Expression of zebrafish hip: Response to Hedgehog signalling,comparison with ptc1 expression,and possible role in otic patterning

In zebrafish, Hedgehog (Hh) signalling is required to specify posterior otic identity. This presents a conundrum, as the nearest source of Hh to the developing inner ear is the ventral midline, in the notochord and floorplate. How can a source of Hh that is ostensibly constant with respect to the anteroposterior axis of the otic vesicle specify posterior otic identity? One possibility is that localised inhibition of Hh signalling is involved.
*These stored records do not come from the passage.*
PR #149, opened 2018-02-21
[10.0][MIG] camt_details module

ecino:
Migrate camt_details module from version 9.0

See #105 for reference.

### DIFF
--- a/account_bank_statement_import_save_file/tests/test_save_file.py
+++ b/account_bank_statement_import_save_file/tests/test_save_file.py
@@ -9,13 +9,24 @@ from odoo.tests.common import TransactionCase
 
 
 acc_number = 'BE1234567890'
+module_name = 'account_bank_statement_import_save_file'
 
 
 class HelloWorldParser(models.TransientModel):
+    """ Fake parser that will return custom data if the file contains the
+    name of the module. """
     _inherit = 'account.bank.statement.import'
 
     @api.model
     def _parse_file(self, data_file):
+        if module_name in data_file:
+            return self._mock_parse(data_file)
+        else:
+            return super(HelloWorldParser, self)._parse_file(data_file)
+
+    def _mock_parse(self, data_file):
+        """ method that can be inherited in other tests to mock a statement
+        parser. """
         return (
             'EUR',
             acc_number,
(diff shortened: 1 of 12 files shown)


ecino:
I need help on the test results. When launching the test in local instance, everything is fine. The call to the import function [should return](https://github.com/odoo/odoo/blob/10.0/addons/account_bank_statement_import/account_bank_statement_import.py#L60) an action that has the statement_ids put in the context. For whatever reason on travis, it seems that the statement_ids are not put in the context?

ecino:
I fixed the tests that were failing because of overwriting the parse method in test_save_file tests...
@hbrunn willing to review?

account_bank_statement_import_save_file/tests/test_save_file.py
```diff
@@ -16,20 +16,23 @@ class HelloWorldParser(models.TransientModel):
...
     def _parse_file(self, data_file):
-        return (
-            'EUR',
-            acc_number,
-            [{
-                'name': '000000123',
-                'date': '2013-06-26',
-                'transactions': [{
-                    'name': 'KBC-INVESTERINGSKREDIET 787-5562831-01',
+        if self.env.context.get('test_save_file'):
```
hbrunn: the underlying problem here is that the parser model is not cleaned up after the test. That's also difficult to do, so let's not start with it. But instead of the context key (if you really need this, better namespace with your module name), why don't you analyze the content of the file? That actually could for other modules be extended that for tests, we use a file that contains the module's name. That's simple to detect then.

hbrunn (approved):
I'm willing to do a lot of things, usually time is the problem...

Code looks good, just a small proposal

account_bank_statement_import_save_file/tests/test_save_file.py
ecino: Thanks for the review! Time is always the problem. I will change it as you suggest as soon as possible.

ecino:
@hbrunn I just changed the test based on your suggestion.

hbrunn:
thanks!

ecino:
@pedrobaeza Is this one good to merge?

pedrobaeza:
Well, as other times with CAMT, I'm not a direct user of this, but seems to be correct and Holger has already approved it, so I continue with the merging.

Here we show that genes coding for three inhibitors of Hh signalling, su(fu), dzip1 and hip, are expressed in and around the developing otic vesicle. su(fu) and dzip1 are ubiquitously expressed and unaffected by Hh levels. The expression of hip, however, is positively regulated by Hh signalling and has a complex, dynamic pattern. It is detectable in the neural tube, otic vesicle, statoacoustic ganglion, brain, fin buds, mouth, somites, pronephros and branchial arches. These expression domains bear some similarity, but are not identical, to those of ptc1, a Hh receptor gene that is also positively regulated by Hh signalling. In the neural tube, for instance, hip is expressed in a subset of the ptc1 expression domain, while in other regions, including the otic vesicle, hip and ptc1 expression domains differ. Significantly, we find that initial expression of hip is higher in and adjacent to anterior otic regions, while ptc1 expression becomes progressively restricted to the posterior of the ear. Hip-mediated inhibition of Hh signalling may therefore be important in restricting the effects of Hh to posterior regions of the developing inner ear.